## WHAT YOU NEED TO DO
Tally the lines of the data below that contain the string "issues". Give the tally and nothing else.

## RECORDS SUPPLIED

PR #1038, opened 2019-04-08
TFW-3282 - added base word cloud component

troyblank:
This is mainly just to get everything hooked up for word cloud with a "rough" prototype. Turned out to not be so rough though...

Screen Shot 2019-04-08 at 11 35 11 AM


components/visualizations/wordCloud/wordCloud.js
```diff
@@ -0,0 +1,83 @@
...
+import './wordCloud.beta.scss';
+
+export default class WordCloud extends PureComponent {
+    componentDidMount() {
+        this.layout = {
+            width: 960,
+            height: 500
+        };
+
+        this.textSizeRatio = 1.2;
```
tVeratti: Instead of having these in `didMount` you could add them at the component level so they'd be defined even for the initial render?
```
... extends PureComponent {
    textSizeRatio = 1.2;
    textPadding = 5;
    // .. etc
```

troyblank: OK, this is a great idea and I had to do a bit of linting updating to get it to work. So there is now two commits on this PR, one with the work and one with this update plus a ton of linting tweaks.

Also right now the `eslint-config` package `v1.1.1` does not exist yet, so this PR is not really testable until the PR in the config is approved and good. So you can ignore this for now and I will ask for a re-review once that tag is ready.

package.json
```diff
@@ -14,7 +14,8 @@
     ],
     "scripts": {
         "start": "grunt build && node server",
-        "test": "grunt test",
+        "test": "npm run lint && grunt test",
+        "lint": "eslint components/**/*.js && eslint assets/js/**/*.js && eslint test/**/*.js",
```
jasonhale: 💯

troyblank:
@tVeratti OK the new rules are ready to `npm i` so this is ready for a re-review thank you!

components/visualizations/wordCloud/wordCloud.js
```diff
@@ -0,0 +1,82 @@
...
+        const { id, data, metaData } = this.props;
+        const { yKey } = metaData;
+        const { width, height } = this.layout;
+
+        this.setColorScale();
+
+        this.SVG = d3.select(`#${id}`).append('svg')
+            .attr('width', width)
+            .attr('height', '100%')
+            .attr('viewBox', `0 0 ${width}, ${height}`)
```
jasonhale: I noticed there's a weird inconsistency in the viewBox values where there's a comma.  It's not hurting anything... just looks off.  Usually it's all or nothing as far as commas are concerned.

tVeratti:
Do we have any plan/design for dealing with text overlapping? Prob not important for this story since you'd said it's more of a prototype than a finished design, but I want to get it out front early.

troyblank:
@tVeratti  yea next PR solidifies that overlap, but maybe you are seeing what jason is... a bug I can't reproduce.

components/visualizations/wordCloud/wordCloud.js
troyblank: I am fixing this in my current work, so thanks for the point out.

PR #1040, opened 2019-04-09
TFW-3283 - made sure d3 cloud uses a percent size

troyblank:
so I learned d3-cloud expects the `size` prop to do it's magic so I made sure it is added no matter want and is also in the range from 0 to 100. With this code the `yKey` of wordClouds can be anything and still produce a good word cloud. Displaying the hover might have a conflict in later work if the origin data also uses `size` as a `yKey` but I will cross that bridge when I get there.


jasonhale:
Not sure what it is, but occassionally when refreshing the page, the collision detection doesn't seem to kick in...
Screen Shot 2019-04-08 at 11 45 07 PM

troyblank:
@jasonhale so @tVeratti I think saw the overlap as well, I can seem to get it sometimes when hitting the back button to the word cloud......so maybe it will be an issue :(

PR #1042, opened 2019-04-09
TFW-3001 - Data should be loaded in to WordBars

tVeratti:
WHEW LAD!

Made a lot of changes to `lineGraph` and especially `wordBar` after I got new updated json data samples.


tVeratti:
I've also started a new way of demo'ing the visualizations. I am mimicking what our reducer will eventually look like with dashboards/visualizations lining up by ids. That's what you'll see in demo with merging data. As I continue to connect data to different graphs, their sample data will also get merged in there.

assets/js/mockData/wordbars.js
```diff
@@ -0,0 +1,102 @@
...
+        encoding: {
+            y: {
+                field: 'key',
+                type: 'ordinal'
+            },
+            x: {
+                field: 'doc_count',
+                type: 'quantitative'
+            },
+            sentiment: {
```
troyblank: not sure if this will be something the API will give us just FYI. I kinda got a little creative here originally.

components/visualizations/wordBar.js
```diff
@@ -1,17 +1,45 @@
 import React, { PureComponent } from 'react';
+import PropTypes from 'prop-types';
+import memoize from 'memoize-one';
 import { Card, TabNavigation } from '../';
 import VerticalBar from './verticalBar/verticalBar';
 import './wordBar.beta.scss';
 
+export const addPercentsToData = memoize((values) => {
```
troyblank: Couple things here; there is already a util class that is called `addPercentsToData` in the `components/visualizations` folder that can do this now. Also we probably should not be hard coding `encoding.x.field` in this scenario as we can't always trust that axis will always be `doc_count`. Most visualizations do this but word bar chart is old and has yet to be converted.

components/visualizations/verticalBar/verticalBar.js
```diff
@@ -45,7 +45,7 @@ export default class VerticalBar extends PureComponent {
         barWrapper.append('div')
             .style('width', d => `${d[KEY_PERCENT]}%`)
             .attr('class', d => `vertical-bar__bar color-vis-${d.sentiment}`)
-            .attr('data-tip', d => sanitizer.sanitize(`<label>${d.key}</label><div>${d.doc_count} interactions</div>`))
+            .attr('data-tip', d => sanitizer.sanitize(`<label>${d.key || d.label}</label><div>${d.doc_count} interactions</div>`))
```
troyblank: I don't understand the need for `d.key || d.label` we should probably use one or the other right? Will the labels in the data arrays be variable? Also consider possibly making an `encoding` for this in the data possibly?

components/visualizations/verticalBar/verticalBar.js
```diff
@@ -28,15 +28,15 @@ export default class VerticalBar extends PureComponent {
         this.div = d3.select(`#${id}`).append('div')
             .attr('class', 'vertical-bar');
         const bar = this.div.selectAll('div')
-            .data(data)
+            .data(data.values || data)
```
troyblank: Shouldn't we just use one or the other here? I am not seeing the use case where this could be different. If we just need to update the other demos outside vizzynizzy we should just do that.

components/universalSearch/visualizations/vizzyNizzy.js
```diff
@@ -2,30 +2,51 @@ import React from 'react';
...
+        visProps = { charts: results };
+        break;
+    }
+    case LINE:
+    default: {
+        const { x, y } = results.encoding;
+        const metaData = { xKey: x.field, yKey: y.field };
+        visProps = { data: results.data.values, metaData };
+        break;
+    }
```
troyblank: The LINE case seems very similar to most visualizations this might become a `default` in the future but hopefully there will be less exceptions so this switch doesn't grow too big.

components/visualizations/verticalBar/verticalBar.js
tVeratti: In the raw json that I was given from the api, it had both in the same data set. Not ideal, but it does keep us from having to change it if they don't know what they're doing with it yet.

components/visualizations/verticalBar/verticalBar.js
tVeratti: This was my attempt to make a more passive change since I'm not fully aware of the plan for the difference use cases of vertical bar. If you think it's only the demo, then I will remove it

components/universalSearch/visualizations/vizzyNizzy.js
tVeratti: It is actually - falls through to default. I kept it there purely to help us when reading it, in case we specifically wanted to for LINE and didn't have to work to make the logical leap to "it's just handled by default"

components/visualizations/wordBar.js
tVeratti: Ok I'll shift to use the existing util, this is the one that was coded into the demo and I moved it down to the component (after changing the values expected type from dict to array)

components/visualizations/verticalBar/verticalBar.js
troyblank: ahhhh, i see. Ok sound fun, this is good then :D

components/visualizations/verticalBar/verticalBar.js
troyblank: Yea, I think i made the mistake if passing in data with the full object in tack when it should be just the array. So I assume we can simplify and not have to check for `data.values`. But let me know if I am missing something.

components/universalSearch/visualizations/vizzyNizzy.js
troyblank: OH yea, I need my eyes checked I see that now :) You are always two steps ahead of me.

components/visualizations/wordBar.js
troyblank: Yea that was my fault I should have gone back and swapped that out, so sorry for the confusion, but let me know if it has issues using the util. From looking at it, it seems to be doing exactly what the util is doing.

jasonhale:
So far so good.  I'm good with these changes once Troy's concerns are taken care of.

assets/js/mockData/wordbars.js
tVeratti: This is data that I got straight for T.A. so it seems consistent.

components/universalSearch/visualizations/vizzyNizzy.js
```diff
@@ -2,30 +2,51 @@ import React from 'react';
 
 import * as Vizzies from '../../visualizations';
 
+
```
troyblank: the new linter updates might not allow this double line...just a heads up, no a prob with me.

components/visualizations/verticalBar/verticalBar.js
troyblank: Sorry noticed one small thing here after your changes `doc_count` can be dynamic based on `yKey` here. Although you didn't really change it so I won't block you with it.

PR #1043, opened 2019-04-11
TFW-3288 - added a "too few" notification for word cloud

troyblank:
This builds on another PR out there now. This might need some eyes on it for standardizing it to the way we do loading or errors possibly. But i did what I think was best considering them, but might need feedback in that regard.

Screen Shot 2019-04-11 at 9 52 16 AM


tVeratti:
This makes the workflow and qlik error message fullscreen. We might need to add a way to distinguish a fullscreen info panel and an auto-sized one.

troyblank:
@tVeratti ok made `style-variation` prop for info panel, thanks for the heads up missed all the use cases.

* * *

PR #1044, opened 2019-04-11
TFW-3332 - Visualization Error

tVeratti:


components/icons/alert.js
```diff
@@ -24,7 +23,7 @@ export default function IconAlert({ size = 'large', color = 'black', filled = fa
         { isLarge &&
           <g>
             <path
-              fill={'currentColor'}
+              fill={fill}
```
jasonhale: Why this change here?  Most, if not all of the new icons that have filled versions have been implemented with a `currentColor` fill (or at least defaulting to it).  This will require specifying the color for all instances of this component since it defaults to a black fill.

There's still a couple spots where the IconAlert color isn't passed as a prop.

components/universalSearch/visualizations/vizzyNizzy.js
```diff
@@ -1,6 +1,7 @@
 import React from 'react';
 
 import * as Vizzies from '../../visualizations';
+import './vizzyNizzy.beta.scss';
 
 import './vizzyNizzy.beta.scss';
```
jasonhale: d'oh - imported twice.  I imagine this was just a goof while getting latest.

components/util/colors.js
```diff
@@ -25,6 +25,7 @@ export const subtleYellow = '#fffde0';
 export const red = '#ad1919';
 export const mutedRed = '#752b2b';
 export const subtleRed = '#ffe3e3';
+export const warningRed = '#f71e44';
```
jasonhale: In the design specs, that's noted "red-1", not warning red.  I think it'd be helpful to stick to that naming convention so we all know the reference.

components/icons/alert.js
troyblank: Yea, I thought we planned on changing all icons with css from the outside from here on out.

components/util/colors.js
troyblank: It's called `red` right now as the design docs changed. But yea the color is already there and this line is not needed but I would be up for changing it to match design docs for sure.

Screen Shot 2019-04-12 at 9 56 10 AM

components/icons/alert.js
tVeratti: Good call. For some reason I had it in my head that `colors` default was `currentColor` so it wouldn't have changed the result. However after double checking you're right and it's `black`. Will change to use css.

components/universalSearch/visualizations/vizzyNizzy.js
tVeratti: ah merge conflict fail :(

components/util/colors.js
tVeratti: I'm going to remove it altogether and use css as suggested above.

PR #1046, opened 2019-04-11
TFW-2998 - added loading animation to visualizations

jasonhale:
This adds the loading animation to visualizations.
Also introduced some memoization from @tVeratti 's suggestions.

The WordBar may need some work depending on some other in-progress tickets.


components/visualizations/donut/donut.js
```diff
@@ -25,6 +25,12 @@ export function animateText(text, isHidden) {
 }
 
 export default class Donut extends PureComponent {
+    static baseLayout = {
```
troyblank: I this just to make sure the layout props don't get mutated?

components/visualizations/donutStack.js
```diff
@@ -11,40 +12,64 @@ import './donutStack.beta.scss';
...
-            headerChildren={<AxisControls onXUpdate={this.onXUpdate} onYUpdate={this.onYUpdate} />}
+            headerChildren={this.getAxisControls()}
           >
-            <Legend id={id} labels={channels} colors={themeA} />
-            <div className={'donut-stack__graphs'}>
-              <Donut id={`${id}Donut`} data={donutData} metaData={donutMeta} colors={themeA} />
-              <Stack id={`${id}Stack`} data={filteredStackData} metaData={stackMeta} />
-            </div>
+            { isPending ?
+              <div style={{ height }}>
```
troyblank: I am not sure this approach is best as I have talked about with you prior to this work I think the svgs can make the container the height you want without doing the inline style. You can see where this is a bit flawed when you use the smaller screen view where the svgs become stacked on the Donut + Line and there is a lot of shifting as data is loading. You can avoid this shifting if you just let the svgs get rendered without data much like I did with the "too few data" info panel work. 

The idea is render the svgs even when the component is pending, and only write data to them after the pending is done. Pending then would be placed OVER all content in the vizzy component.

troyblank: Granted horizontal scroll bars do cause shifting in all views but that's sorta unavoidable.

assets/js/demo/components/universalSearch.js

* * *

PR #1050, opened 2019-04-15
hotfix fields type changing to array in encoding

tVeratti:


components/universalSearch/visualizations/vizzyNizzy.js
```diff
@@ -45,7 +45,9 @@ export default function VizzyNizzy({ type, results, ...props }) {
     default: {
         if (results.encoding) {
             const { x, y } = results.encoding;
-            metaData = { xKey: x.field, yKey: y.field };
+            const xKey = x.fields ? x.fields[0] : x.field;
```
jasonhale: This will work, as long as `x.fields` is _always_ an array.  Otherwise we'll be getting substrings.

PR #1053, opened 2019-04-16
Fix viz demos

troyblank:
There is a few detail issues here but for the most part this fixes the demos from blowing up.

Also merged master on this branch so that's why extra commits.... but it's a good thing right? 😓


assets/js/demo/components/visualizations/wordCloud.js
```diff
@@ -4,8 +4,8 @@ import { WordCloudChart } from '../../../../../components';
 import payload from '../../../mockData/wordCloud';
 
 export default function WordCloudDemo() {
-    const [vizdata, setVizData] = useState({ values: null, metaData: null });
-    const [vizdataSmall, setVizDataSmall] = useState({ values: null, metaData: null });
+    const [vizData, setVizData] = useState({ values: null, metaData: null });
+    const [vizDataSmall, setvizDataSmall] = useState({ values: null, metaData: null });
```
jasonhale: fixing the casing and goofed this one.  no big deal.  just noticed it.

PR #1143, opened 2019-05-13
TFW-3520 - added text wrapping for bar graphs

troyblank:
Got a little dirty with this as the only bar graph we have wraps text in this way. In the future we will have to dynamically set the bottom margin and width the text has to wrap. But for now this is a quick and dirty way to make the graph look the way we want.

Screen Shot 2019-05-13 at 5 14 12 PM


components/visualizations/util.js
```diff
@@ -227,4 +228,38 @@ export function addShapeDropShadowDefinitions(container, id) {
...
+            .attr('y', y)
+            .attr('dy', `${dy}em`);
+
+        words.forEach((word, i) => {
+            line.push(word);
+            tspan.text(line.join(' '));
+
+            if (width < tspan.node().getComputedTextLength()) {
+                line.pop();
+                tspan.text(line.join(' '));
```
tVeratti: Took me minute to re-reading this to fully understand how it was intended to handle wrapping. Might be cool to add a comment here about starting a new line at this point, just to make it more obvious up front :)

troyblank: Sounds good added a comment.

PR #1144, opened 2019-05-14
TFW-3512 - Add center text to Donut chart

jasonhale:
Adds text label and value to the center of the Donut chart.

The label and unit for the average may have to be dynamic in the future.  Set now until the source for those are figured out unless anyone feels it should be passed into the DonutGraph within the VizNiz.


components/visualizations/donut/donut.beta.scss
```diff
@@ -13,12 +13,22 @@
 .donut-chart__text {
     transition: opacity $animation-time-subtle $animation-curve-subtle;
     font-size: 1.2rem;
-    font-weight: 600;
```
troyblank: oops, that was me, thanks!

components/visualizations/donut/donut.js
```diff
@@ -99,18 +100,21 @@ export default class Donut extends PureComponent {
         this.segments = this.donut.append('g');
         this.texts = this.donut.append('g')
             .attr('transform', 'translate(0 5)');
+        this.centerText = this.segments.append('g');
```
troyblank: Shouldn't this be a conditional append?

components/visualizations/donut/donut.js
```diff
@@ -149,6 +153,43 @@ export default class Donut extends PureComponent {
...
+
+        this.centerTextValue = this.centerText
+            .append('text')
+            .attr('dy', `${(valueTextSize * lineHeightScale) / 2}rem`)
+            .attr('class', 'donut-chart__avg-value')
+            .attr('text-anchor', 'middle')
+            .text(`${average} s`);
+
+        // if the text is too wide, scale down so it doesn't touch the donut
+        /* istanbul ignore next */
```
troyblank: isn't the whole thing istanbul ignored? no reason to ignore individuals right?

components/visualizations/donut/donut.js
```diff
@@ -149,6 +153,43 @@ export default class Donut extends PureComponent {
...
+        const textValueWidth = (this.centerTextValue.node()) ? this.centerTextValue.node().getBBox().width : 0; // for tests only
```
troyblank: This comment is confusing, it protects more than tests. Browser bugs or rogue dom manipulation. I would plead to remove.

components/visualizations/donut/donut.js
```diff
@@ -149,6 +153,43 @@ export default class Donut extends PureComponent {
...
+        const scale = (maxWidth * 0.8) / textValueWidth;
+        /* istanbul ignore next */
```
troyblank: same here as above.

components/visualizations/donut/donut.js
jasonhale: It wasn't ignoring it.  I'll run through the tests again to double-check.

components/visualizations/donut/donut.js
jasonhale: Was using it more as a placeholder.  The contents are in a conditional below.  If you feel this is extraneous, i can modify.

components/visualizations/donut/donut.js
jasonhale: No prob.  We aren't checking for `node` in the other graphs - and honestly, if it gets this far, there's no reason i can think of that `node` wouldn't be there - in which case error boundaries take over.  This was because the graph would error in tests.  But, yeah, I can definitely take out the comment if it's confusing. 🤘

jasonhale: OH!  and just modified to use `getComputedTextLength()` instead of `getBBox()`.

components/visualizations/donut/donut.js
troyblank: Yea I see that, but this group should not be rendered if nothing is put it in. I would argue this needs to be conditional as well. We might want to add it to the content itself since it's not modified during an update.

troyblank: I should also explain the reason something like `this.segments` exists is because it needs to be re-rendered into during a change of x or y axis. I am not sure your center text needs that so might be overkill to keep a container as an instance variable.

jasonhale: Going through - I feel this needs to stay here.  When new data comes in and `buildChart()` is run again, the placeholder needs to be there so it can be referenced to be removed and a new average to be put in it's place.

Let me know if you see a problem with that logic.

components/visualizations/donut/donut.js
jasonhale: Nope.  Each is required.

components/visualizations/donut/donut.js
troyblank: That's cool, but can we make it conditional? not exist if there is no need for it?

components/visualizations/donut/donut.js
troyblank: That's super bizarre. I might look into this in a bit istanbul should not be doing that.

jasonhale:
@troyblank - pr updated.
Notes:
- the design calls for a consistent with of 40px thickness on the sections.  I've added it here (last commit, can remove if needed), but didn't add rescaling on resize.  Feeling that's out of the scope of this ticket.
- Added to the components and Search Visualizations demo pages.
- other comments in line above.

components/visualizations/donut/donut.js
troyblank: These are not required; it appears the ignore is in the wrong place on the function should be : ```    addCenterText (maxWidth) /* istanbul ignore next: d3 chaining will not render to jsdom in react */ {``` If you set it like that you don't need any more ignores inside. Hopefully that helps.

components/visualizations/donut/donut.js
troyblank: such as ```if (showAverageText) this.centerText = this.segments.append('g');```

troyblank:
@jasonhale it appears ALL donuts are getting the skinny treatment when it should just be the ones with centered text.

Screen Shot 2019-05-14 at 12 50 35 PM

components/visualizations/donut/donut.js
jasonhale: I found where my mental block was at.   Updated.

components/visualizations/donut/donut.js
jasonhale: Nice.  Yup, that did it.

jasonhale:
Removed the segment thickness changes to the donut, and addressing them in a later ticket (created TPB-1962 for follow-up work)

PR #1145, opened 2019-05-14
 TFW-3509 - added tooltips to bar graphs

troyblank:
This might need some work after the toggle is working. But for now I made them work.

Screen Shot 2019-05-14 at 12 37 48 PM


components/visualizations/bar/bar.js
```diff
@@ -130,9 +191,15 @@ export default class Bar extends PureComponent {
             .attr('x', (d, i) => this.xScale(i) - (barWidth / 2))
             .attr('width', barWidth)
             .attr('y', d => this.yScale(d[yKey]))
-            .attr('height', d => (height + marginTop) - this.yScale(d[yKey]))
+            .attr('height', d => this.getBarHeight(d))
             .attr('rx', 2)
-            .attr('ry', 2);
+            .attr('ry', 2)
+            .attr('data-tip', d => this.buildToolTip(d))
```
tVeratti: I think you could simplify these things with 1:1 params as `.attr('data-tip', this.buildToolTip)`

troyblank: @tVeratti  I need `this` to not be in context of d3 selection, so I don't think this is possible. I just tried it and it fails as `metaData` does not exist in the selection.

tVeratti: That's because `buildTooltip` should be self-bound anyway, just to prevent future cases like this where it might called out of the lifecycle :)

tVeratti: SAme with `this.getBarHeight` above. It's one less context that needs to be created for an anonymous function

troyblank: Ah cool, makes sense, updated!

## PROBLEM SOLUTION
2